### Task prompt
Your answer should be every line of the records that contains the word "instead".

___ Data to process

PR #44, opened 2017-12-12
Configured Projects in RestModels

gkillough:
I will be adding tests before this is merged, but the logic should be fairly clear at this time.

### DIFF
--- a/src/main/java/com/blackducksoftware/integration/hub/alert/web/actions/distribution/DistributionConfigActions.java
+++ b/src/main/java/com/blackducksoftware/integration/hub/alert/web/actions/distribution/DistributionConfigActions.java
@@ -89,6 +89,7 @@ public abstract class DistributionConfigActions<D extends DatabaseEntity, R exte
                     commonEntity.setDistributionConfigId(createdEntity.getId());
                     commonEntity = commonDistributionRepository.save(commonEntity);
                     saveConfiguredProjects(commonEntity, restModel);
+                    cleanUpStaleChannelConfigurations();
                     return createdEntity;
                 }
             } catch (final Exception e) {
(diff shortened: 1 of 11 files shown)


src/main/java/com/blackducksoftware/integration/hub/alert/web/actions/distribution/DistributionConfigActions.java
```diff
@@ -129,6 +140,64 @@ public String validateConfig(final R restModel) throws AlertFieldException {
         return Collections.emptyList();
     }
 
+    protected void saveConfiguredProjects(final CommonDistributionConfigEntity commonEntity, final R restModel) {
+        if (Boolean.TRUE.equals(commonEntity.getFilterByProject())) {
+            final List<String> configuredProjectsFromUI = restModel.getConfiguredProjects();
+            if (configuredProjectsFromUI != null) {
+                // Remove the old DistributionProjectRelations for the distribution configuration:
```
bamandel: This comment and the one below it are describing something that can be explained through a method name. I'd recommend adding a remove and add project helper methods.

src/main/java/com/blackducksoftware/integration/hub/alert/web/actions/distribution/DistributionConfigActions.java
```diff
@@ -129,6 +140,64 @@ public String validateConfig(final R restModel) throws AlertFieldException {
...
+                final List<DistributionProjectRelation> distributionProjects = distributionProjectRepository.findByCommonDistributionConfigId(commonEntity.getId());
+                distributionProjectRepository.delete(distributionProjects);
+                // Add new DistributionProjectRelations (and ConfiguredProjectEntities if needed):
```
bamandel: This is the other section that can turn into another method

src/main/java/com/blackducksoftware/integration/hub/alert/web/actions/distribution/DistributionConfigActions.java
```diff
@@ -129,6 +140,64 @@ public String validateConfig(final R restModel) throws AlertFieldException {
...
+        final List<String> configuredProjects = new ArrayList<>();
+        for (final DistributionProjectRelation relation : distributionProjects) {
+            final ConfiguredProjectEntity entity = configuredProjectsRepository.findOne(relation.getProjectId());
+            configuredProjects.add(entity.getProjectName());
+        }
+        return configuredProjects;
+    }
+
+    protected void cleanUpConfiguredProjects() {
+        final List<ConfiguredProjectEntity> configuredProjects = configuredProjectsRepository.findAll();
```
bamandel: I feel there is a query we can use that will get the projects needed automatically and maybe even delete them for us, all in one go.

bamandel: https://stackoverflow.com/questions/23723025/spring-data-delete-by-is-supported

______
___ Data to process

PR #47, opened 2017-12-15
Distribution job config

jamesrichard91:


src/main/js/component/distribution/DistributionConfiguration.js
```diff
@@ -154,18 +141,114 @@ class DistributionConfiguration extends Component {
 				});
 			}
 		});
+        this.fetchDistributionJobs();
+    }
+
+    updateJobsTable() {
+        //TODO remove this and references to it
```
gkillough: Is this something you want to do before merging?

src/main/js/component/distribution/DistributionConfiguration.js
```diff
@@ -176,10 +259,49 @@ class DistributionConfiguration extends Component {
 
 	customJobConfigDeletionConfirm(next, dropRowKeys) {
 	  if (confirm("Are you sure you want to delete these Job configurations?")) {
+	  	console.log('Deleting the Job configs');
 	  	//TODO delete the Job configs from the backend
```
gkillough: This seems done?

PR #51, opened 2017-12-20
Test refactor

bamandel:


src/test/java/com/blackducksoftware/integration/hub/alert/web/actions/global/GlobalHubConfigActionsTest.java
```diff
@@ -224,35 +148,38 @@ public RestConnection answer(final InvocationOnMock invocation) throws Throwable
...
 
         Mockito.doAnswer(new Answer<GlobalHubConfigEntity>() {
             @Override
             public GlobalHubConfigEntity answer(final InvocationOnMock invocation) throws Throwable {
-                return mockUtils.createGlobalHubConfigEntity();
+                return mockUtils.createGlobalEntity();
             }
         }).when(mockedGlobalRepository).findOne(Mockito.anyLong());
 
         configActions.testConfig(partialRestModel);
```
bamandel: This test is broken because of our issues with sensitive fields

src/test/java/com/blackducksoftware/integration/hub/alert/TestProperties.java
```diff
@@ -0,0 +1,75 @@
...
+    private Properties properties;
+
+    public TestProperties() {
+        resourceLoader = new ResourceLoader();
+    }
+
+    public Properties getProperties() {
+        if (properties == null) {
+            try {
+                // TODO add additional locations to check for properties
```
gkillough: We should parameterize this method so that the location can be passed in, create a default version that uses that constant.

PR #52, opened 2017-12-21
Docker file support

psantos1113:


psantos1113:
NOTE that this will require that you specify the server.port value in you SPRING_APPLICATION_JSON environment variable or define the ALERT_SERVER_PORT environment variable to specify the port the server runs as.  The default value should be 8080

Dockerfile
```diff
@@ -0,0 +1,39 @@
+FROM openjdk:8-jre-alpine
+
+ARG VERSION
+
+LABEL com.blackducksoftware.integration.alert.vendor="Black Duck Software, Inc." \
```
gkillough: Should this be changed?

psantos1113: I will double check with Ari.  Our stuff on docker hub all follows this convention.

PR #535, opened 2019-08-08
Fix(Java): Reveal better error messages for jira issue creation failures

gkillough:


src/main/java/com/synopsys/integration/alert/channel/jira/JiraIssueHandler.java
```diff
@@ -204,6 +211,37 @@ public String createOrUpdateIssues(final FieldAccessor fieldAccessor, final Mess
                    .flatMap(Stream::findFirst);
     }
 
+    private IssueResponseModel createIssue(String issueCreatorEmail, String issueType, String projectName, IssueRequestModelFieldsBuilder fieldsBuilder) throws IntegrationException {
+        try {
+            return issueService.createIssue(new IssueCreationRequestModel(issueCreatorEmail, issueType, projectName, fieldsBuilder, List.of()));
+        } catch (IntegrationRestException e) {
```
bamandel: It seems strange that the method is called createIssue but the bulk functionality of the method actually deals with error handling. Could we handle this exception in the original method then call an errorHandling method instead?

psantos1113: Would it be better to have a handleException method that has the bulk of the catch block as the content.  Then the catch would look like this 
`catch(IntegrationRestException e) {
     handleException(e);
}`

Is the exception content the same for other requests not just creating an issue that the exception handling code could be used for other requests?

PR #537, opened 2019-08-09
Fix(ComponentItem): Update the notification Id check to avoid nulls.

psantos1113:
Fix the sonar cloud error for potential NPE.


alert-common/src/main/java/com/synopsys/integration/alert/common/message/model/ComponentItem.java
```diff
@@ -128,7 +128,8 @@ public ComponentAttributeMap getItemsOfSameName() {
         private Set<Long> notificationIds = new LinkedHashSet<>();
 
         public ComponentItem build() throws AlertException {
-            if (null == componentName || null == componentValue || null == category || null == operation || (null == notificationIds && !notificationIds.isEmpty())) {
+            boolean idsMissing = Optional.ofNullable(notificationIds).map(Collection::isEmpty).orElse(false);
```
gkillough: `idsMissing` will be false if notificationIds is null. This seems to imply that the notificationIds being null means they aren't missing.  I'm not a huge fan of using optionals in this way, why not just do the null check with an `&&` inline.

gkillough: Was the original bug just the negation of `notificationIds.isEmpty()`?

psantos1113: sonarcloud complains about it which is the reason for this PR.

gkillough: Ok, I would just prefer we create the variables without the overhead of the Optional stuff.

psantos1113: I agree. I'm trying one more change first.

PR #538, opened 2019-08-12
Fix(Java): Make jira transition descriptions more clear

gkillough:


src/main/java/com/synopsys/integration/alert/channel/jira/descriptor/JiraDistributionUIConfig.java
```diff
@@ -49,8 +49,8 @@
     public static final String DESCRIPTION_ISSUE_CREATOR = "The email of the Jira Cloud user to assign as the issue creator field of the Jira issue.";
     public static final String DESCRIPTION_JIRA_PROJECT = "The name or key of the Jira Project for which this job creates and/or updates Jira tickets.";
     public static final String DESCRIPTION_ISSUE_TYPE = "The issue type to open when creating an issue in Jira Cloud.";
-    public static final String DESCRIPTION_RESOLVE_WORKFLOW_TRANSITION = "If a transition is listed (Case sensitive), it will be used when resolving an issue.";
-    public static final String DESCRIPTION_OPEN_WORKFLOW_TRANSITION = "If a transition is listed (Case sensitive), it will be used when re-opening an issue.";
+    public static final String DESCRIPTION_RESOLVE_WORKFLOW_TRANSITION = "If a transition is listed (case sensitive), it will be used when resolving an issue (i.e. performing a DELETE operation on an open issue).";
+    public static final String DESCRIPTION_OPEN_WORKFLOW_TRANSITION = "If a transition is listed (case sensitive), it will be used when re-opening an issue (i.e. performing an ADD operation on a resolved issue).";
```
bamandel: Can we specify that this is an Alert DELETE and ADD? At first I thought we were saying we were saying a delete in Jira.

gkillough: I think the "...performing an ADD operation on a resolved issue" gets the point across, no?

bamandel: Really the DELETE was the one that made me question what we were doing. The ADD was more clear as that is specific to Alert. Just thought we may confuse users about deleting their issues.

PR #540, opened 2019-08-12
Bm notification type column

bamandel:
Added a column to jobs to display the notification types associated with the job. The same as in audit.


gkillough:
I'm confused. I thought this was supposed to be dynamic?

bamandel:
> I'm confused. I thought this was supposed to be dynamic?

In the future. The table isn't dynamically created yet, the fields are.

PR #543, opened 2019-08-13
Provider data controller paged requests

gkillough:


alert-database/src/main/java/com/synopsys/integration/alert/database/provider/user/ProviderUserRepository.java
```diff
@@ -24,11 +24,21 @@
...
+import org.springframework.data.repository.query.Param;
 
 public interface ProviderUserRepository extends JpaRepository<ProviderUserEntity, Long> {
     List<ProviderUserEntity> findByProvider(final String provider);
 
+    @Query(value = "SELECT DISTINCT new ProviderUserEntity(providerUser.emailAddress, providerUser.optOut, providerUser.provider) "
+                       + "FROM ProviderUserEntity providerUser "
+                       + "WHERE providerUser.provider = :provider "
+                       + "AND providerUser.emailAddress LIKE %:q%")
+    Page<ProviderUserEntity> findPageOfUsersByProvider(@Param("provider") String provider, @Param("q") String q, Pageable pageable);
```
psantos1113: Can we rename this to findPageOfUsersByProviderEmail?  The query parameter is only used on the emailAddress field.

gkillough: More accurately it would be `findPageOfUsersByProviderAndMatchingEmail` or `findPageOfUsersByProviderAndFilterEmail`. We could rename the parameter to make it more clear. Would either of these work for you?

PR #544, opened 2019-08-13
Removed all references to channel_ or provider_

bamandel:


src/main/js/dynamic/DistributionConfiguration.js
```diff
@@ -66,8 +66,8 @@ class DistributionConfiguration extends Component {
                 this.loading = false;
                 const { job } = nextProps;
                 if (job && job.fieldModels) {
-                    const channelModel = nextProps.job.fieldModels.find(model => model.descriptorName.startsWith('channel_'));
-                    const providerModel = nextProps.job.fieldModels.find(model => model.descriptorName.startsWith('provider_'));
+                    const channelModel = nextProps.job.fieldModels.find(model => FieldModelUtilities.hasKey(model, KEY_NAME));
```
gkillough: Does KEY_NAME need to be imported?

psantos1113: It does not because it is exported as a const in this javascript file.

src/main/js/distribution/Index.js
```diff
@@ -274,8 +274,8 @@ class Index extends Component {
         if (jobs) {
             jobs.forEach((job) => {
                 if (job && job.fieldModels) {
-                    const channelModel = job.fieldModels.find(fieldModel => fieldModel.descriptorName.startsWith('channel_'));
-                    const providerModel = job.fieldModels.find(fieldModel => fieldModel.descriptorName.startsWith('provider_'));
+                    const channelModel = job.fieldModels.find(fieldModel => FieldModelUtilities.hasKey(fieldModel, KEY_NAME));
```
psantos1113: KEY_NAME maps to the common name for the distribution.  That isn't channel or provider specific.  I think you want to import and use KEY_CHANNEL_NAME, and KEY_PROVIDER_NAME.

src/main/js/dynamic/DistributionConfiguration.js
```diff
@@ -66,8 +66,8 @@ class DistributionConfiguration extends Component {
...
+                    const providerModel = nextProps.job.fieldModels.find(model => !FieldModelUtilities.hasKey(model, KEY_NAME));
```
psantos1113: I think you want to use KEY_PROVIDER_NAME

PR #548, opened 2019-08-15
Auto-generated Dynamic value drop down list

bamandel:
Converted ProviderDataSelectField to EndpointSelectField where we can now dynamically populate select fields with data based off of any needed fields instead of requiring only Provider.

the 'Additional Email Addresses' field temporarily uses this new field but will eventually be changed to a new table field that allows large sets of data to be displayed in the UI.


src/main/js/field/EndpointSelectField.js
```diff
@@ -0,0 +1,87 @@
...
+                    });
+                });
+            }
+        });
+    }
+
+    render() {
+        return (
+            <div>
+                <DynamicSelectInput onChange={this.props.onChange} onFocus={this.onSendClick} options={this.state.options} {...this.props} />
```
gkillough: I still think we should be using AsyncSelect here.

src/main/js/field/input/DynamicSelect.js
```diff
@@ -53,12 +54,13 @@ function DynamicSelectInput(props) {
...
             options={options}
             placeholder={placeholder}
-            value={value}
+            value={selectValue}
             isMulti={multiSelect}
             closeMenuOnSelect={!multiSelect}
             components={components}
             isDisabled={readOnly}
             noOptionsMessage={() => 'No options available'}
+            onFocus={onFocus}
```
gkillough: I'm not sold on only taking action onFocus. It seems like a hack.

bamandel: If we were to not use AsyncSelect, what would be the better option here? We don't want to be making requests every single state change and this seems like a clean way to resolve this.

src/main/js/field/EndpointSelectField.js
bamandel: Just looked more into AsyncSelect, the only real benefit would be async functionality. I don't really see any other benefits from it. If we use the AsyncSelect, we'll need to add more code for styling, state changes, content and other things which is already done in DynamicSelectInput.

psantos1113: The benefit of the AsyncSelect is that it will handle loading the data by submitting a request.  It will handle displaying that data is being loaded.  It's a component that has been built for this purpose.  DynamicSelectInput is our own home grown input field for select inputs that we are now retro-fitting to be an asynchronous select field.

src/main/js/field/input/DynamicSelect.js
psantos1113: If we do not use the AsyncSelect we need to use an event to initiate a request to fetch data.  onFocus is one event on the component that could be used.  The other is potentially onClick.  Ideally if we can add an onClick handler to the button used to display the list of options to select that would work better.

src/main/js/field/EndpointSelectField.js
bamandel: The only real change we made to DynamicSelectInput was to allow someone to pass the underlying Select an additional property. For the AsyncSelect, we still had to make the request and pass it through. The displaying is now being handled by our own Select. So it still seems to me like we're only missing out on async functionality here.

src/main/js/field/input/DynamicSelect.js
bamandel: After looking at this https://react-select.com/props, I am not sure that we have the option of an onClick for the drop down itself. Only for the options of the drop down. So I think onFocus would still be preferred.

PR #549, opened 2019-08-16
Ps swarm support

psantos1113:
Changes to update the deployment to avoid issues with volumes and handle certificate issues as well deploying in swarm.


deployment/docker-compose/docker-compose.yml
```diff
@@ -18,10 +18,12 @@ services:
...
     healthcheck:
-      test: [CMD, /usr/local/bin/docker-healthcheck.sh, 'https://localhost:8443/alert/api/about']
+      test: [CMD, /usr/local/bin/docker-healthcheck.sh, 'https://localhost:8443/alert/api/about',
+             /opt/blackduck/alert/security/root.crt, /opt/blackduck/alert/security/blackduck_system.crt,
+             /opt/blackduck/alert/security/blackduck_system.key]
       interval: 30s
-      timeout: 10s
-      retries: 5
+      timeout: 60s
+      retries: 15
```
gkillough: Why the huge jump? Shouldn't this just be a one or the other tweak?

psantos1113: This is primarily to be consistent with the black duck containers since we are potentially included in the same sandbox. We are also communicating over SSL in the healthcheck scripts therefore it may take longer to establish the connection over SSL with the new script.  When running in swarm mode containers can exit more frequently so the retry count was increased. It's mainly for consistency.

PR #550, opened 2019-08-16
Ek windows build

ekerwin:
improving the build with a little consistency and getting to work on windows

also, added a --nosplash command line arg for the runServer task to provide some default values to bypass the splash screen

______

### Result
bamandel: It seems strange that the method is called createIssue but the bulk functionality of the method actually deals with error handling. Could we handle this exception in the original method then call an errorHandling method instead?
Converted ProviderDataSelectField to EndpointSelectField where we can now dynamically populate select fields with data based off of any needed fields instead of requiring only Provider.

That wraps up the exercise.